4.3. Quantification of Avenanthramides by HPLC

Avenanthramides were extracted by sonication (WUC-D10H; DAIHAN Scientific, Wonju, Korea) for 20 min from 0.1 g of sample (FW) in 1 mL of 80% (v/v) methanol at 50 °C. Following centrifugation at 11,000 rpm for 5 min, the supernatants were air-dried by nitrogen evaporation (N-EVAP 111; Organomation Associates, Inc., Berlin, MA, USA). The residue was dissolved in 200 μL of 80% methanol and filtered through a 0.2 μm PTFE membrane [34]. HPLC analysis was performed at 30 °C using an Agilent 1260 system equipped with a quaternary pump, a ZORBAX SB-C18 column (5 μM, 4.6 × 150 mm), and photodiode array detector (Agilent Technologies, Santa Clara, CA, USA). The mobile phase comprised buffer A (H2O with 5% acetonitrile and 0.1% formic acid) and buffer B (acetonitrile with 0.1% formic acid). A gradient in B of 13% to 30% over 30 min at a flow rate of 1 mL/min was employed [22] with an injection volume of 5 μL and a detection wavelength set to 340 nm. Standard avenanthramides purchased from Sigma-Aldrich (St. Louis, MI, USA) (#30366, Avn A; #93105, Avn B; and #36465, Avn C) were used for identification and quantification.

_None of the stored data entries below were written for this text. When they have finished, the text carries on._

PR #3036, opened 2023-05-31
docs: refactor code-blocks that were looping over `records` as a `dict` instead of `pydantic.BaseModel`

alvarobartt:
# Description

As recently discussed with @frascuchon we should return the `FeedbackDataset.records` as `pydantic.BaseModel`s instead of Python dictionaries, since those are more user friendly and we should keep the validation layer for future releases.

**Type of change**

- [X] Breaking change (fix or feature that would cause existing functionality to not work as expected)
- [X] Refactor (change restructuring the codebase without changing functionality)
- [X] Documentation update

**How Has This Been Tested**

- [X] Re-run all the Jupyter Notebooks and scripts to make sure those work, even fixed some that were not working before (neither with the previous approach)

**Checklist**

- [X] I have merged the original branch into my forked branch
- [X] I made corresponding changes to the documentation

**Missing**

In `docs/_source/guides/llms/conceptual_guides/rm.md` there's a code-block that mentions triplets, and that's assuming that some fields are created in the `FeedbackDataset` while in the definition on a code-block above those are not created, is that an extra piece of code, or should we create the fields `response 1`, `response 2`, and `response 3` mentioned there?

PR #3038, opened 2023-05-31
refactor: `FeedbackDataset.records` are now `FeedbackRecord` instead of Python `dict`

alvarobartt:
# Description

As of a recent discussion with @frascuchon we should return the `FeedbackRecord` `pydantic.BaseModel` itself, instead of the Python dict conversion of it. So this PR basically removes all the `.dict()` conversion towards the Python client, while it's kept in the API. Besides that we also use `pydantic.BaseModel` validation instead of using `.construct` when there are nested `pydantic.BaseModels`.

Docs have been updated accordingly at #3036 

**Type of change**

- [X] Documentation update

**How Has This Been Tested**

- [X] Updated unit tests accordingly

**Checklist**

### DIFF
--- a/src/argilla/client/feedback.py
+++ b/src/argilla/client/feedback.py
@@ -218,13 +218,13 @@ class FeedbackDataset:
         ...     ]
         ... )
         >>> dataset.records
-        [FeedbackRecord(fields={"text": "This is the first record", "label": "positive"}, responses=[{"user_id": None, "values": {"question-1": {"value": "This is the first answer"}, "question-2": {"value": 5}}}])]
+        [FeedbackRecord(fields={"text": "This is the first record", "label": "positive"}, responses=[ResponseSchema(user_id=None, values={"question-1": ValueSchema(value="This is the first answer"), "question-2": ValueSchema(value=5)})])]
         >>> dataset.push_to_argilla(name="my-dataset", workspace="my-workspace")
         >>> dataset.argilla_id
         "..."
         >>> dataset = rg.FeedbackDataset.from_argilla(argilla_id="...")
         >>> dataset.records
-        [FeedbackRecord(fields={"text": "This is the first record", "label": "positive"}, responses=[{"user_id": None, "values": {"question-1": {"value": "This is the first answer"}, "question-2": {"value": 5}}}])]
+        [FeedbackRecord(fields={"text": "This is the first record", "label": "positive"}, responses=[ResponseSchema(user_id=None, values={"question-1": ValueSchema(value="This is the first answer"), "question-2": ValueSchema(value=5)})])]
     """
 
     argilla_id: Optional[str] = None
@@ -474,7 +474,7 @@ class FeedbackDataset:
             ...     ]
             ... )
             >>> dataset.records
-            [FeedbackRecord(fields={"text": "This is the first record", "label": "positive"}, responses=[{"user_id": None, "values": {"question-1": {"value": "This is the first answer"}, "question-2": {"value": 5}}}])]
+            [FeedbackRecord(fields={"text": "This is the first record", "label": "positive"}, responses=[ResponseSchema(user_id=None, values={"question-1": ValueSchema(value="This is the first answer"), "question-2": ValueSchema(value=5)})])]
         """
         if isinstance(records, list):
             records = [FeedbackRecord(**record) if isinstance(record, dict) else record for record in records]
--- a/src/argilla/client/feedback.py
+++ b/src/argilla/client/feedback.py
@@ -437,6 +437,7 @@ class FeedbackDataset:
                 with the fields of the record.
 
         Raises:
+            ValueError: if the given records are an empty list.
             ValueError: if the given records are neither: `FeedbackRecord`, list of `FeedbackRecord`,
                 list of dictionaries as a record or dictionary as a record.
             ValueError: if the given records do not match the expected schema.
@@ -479,6 +480,8 @@ class FeedbackDataset:
             [FeedbackRecord(fields={"text": "This is the first record", "label": "positive"}, responses=[ResponseSchema(user_id=None, values={"question-1": ValueSchema(value="This is the first answer"), "question-2": ValueSchema(value=5)})])]
         """
         if isinstance(records, list):
+            if len(records) == 0:
+                raise ValueError("Expected `records` to be a non-empty list of `dict` or `rg.FeedbackRecord`.")
             new_records = []
             for record in records:
                 if isinstance(record, dict):
--- a/src/argilla/client/feedback.py
+++ b/src/argilla/client/feedback.py
@@ -437,6 +437,8 @@ class FeedbackDataset:
                 with the fields of the record.
 
         Raises:
+            ValueError: if the given records are neither: `FeedbackRecord`, list of `FeedbackRecord`,
+                list of dictionaries as a record or dictionary as a record.
             ValueError: if the given records do not match the expected schema.
 
         Examples:
@@ -477,11 +479,23 @@ class FeedbackDataset:
             [FeedbackRecord(fields={"text": "This is the first record", "label": "positive"}, responses=[ResponseSchema(user_id=None, values={"question-1": ValueSchema(value="This is the first answer"), "question-2": ValueSchema(value=5)})])]
         """
         if isinstance(records, list):
-            records = [FeedbackRecord(**record) if isinstance(record, dict) else record for record in records]
-        if isinstance(records, dict):
+            for record in records:
+                if isinstance(record, dict):
+                    self.add_records(record)
+                elif isinstance(record, FeedbackRecord):
+                    self.add_records(record)
+                else:
+                    raise ValueError(
+                        f"Expected `records` to be a list of `dict` or `rg.FeedbackRecord`, got type {type(record)} instead."
+                    )
+        elif isinstance(records, dict):
             records = [FeedbackRecord(**records)]
-        if isinstance(records, FeedbackRecord):
+        elif isinstance(records, FeedbackRecord):
             records = [records]
+        else:
+            raise ValueError(
+                f"Expected `records` to be a `dict` or `rg.FeedbackRecord`, got type {type(records)} instead."
+            )
 
         if self.__fields_schema is None:
             self.__fields_schema = generate_pydantic_schema(self.fields)
--- a/src/argilla/client/feedback.py
+++ b/src/argilla/client/feedback.py
@@ -970,7 +970,7 @@ class FeedbackDataset:
                     fields={field.name: hfds[index][field.name] for field in cls.fields},
                     responses=list(responses.values()) or None,
                     external_id=hfds[index]["external_id"],
-                ).dict()
+                )
             )
         del hfds
         return cls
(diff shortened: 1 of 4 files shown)


alvarobartt:
Just as a side-note @frascuchon, the current script in `scripts/load_data.py` should remain as-is, since now we're using the `pydantic.BaseModel` so it will work fine, anyway, let me know 👍🏻  I've run it on my side and it works fine, but let me know whether that works for you or not

src/argilla/client/feedback.py
```diff
@@ -91,16 +90,7 @@ def responses_must_be_a_list(cls, v):
...
-
-
-class OfflineFeedbackRecord(BaseModel):
-    id: Optional[str] = None
-    fields: Dict[str, str]
-    responses: List[ResponseSchema] = []
-    external_id: Optional[str] = None
-    inserted_at: Optional[str] = None
-    updated_at: Optional[str] = None
+        extra = Extra.ignore
```
frascuchon, line 94: Can we show a warning if more properties than expected are passed?  Just to let it know  to the user

src/argilla/client/feedback.py
```diff
@@ -228,13 +218,13 @@ class FeedbackDataset:
         ...     ]
         ... )
         >>> dataset.records
-        [FeedbackRecord(fields={"text": "This is the first record", "label": "positive"}, responses=[{"user_id": None, "values": {"question-1": {"value": "This is the first answer"}, "question-2": {"value": 5}}}])]
+        [FeedbackRecord(fields={"text": "This is the first record", "label": "positive"}, responses=[ResponseSchema(user_id=None, values={"question-1": ValueSchema(value="This is the first answer"), "question-2": ValueSchema(value=5)})])]
```
frascuchon, line 221:
```suggestion
        [FeedbackRecord(fields={"text": "This is the first record", "label": "positive"}, responses=[ResponseSchema(values={"question-1": ValueSchema(value="This is the first answer"), "question-2": ValueSchema(value=5)})])]
```

src/argilla/client/feedback.py
```diff
@@ -228,13 +218,13 @@ class FeedbackDataset:
...
         >>> dataset.push_to_argilla(name="my-dataset", workspace="my-workspace")
         >>> dataset.argilla_id
         "..."
         >>> dataset = rg.FeedbackDataset.from_argilla(argilla_id="...")
         >>> dataset.records
-        [FeedbackRecord(fields={"text": "This is the first record", "label": "positive"}, responses=[{"user_id": None, "values": {"question-1": {"value": "This is the first answer"}, "question-2": {"value": 5}}}])]
+        [FeedbackRecord(fields={"text": "This is the first record", "label": "positive"}, responses=[ResponseSchema(user_id=None, values={"question-1": ValueSchema(value="This is the first answer"), "question-2": ValueSchema(value=5)})])]
```
frascuchon, line 227:
```suggestion
        [FeedbackRecord(fields={"text": "This is the first record", "label": "positive"}, responses=[ResponseSchema(values={"question-1": ValueSchema(value="This is the first answer"), "question-2": ValueSchema(value=5)})])]
```

src/argilla/client/feedback.py
```diff
@@ -412,7 +402,7 @@ def fetch_records(self) -> None:
             first_batch = datasets_api_v1.get_records(
                 client=httpx_client, id=self.argilla_id, offset=0, limit=FETCHING_BATCH_SIZE
             ).parsed
-            self.__records = first_batch.items
+            self.__records = [FeedbackRecord(**item.dict()) for item in first_batch.items]
```
frascuchon: Should we use `FeedbackRecord.parse_obj` instead? Not sure what's the difference

src/argilla/client/feedback.py
```diff
@@ -426,7 +416,7 @@ def fetch_records(self) -> None:
                         offset=FETCHING_BATCH_SIZE * current_batch,
                         limit=FETCHING_BATCH_SIZE,
                     ).parsed
-                    records = batch.items
+                    records = [FeedbackRecord(**item.dict()) for item in batch.items]
```
frascuchon: ditto

src/argilla/client/feedback.py
```diff
@@ -484,7 +474,7 @@ def add_records(
             ...     ]
             ... )
             >>> dataset.records
-            [FeedbackRecord(fields={"text": "This is the first record", "label": "positive"}, responses=[{"user_id": None, "values": {"question-1": {"value": "This is the first answer"}, "question-2": {"value": 5}}}])]
+            [FeedbackRecord(fields={"text": "This is the first record", "label": "positive"}, responses=[ResponseSchema(user_id=None, values={"question-1": ValueSchema(value="This is the first answer"), "question-2": ValueSchema(value=5)})])]
```
frascuchon, line 481: same change here, since the `user_id` is an optional value and we're setting it to `None` in the example, makes sense to remove it from the response initialization.

src/argilla/client/feedback.py
alvarobartt: I don't think we can combine `Extra.ignore` with a `root_validator` to make sure that just the existing fields are provided, maybe @gabrielmbmb knows a cleaner way to do so?

src/argilla/client/feedback.py
```diff
@@ -498,20 +488,18 @@ def add_records(
 
         for record in records:
             try:
-                record.fields = self.__fields_schema.parse_obj(record.fields)
+                self.__fields_schema.parse_obj(record.fields)
```
frascuchon, line 511: This line, is just to apply the fields_schema validation, right? I understand that fields will be accessed as dicts instead of class instances:

```python
records.fields["text"]
```
instead of 
```python
records.fields.text
```

src/argilla/client/feedback.py
```diff
@@ -91,16 +90,7 @@ def responses_must_be_a_list(cls, v):
         return v
 
     class Config:
-        extra = Extra.forbid
-
-
-class OfflineFeedbackRecord(BaseModel):
```
davidberenstein1957, line 97: Do all Pydantic models doo validation during attribute assignment?

src/argilla/client/feedback.py
alvarobartt: Yes, since before we were mapping the `FeedbackRecord.fields` to `FieldsSchema`, but we were calling `construct` over `FeedbackRecord` instead of creating it as `FeedbackRecord(...)`, so it was still a Python dict, adding that doesn't make too much sense for the moment, so we're just validating the `fields` based on `FeedbackDataset.fields` auto-generated `pydantic` schema

src/argilla/client/feedback.py
alvarobartt: So we can either `FeedbackRecord(**item.dict())` or `FeedbackRecord.parse_obj(item.dict())`, it's the same thing in this case

src/argilla/client/feedback.py
```diff
@@ -484,7 +474,7 @@ def add_records(
             ...     ]
             ... )
             >>> dataset.records
-            [FeedbackRecord(fields={"text": "This is the first record", "label": "positive"}, responses=[{"user_id": None, "values": {"question-1": {"value": "This is the first answer"}, "question-2": {"value": 5}}}])]
+            [FeedbackRecord(fields={"text": "This is the first record", "label": "positive"}, responses=[ResponseSchema(user_id=None, values={"question-1": ValueSchema(value="This is the first answer"), "question-2": ValueSchema(value=5)})])]
         """
         if isinstance(records, list):
```
davidberenstein1957, line 483: I think `elif` statements would be better suited for the other cases

src/argilla/client/feedback.py
alvarobartt: Also note that we want to ignore the extras, also the ones that come from Argilla for the moment i.e. `updated_at`, `created_at`, etc. fields that are not required/needed by the user, also to keep consistency for the records. So when we log records to Argilla and then we want to pull them, just the `FeedbackRecord` fields are kept from the API response

src/argilla/client/sdk/v1/datasets/api.py
```diff
@@ -207,7 +207,7 @@ def get_records(
     )
 
     if response.status_code == 200:
-        parsed_response = FeedbackRecordsModel.construct(**response.json())
+        parsed_response = FeedbackRecordsModel(**response.json())
```
frascuchon, line 210: `parse_obj` like?

src/argilla/client/sdk/v1/datasets/api.py
```diff
@@ -286,7 +286,7 @@ def get_fields(
     response = client.get(url=url)
 
     if response.status_code == 200:
-        parsed_response = [FeedbackFieldModel.construct(**item) for item in response.json()["items"]]
+        parsed_response = [FeedbackFieldModel(**item) for item in response.json()["items"]]
```
frascuchon, line 289: ditto

src/argilla/client/feedback.py
alvarobartt: So the thing is that since it's optional it's set to `None` by default, so when we print the `FeedbackRecord` we see the `responses` as a `ResponseSchema` with all its values, so I think it's nice that we keep it as-is in the docstrings, as that's what you get when you `print(self.records)`, and also to give the users visibility about the `user_id` field in `ResponseSchema`

src/argilla/client/feedback.py
alvarobartt: Yes they do, unless you call `.construct()`, that just builds it as a `pydantic.BaseModel` ignoring the nested `pydantic.BaseModel`s and assuming those are Python dicts, which is not what we want here. So instantiating or calling `parse_obj` over a `pydantic.BaseModel` does validate it 😄

src/argilla/client/feedback.py
frascuchon: I realize that `item` is an object. Should we use [`from_orm`](https://docs.pydantic.dev/latest/usage/models/#orm-mode-aka-arbitrary-class-instances)?  So, we don't need to convert them to dict.

src/argilla/client/sdk/v1/datasets/api.py
alvarobartt: Same thing as above, we removed the usage of `.construct` as that's not doing the validation and the nested `pydantic.BaseModel`s are lost and transformed into Python dictionaries, but here we could either do the current or `FeedbackRecordsModel.parse_obj(response.json())`, the outcome will be the same

src/argilla/client/feedback.py
alvarobartt: Those are non-colliding if statements, but sure, I can make those `elif` instead, even though there's not a clear `else` condition, should we raise `ValueError`?

src/argilla/client/feedback.py
alvarobartt: Sure we can also do that, but we need to update the `Config` then, right?

alvarobartt: But I like this to avoid converting to `dict()` in between whenever we receive `pydantic.BaseModel`s already

frascuchon (approved):

frascuchon (approved):

src/argilla/client/feedback.py
alvarobartt: I've used [`parse_obj_as`](https://docs.pydantic.dev/latest/usage/models/#parsing-data-into-a-specified-type), as we're moving from a `pydantic.BaseModel` to another `pydantic.BaseModel`, not from a generic class, so I think this may be more aligned to what we want 😄

src/argilla/client/feedback.py
alvarobartt: Same here, `parse_obj_as` has been used instead!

4.4. RNA Extraction and qRT-PCR Analysis

Harvested oat samples of whole seedlings or each organ (leaf, grain, and root) were finely ground using a mortar and pestle with liquid nitrogen. Total RNA was extracted via a modified version of the method described by Porebski et al. [41] using cetyltrimethylammonium bromide (Intron Biotechnology, Seongnam, Korea) and an RNA extraction kit (QIAGEN, Hilden, Germany). RNA concentration and purity were estimated by spectrophotometry (Nanodrop NS-11; DeNovix, Wilmington, DE, USA). qRT-PCR analysis was performed using an iQ SYBR Green supermix reagent (Bio-Rad Laboratories, Hercules, CA, USA) on a CFX96 real-time PCR system (Bio-Rad Laboratories). Specific primers (Table S1) were designed, as described by Yang et al. [8]. The reactions were subjected to an initial denaturation step at 95 °C for 15 min, followed by 40 cycles of denaturation at 95 °C for 20 s and annealing at 60 °C for 40 s, with melting curve analysis performed within the same tube or plate. Transcript levels were calculated by normalization against AsActin (KP257585) as a reference control. Relative changes in gene-expression levels were determined by the 2−ΔΔCt method [42].

4.5. Statistical Analysis

Data were analyzed using SPSS (v.22.0; IBM Corp., Armonk, NY, USA). One-way analysis of variance was performed and followed by Tukey’s multiple range post hoc test to compare data among experimental groups. Comparisons of the mean values between two groups were performed using Student’s t-tests. All values are expressed as the mean ± standard deviation of triplicate experiments, and a p value < 0.05 was considered statistically significant.